# Source information:

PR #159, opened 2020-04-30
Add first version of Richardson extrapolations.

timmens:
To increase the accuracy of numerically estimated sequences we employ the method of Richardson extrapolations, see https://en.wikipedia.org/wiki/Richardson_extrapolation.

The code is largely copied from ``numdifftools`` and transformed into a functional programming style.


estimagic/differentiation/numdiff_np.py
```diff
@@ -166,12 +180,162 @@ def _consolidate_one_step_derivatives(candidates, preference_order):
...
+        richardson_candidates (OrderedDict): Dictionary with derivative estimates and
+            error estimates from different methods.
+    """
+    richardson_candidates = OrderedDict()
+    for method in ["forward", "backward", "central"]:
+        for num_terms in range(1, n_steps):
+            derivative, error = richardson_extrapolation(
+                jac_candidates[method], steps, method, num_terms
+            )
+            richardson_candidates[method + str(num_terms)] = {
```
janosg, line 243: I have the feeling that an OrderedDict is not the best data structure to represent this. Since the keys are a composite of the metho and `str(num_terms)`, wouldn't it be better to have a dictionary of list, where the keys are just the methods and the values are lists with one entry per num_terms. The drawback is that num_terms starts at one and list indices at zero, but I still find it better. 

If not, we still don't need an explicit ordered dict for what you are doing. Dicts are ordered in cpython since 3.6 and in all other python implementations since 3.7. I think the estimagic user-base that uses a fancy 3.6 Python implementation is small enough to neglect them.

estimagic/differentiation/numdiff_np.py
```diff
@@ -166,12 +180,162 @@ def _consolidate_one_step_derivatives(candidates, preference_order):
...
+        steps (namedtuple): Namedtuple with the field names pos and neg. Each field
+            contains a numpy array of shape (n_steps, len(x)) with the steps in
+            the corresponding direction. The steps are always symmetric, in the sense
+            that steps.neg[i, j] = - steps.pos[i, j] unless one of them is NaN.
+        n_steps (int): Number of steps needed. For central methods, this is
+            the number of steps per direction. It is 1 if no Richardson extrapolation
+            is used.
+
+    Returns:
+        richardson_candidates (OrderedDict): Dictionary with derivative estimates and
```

# Directions for this task:
Whenever a line of the records above contains the word "them", it counts toward the total; give that total alone.

# Exercise response:
2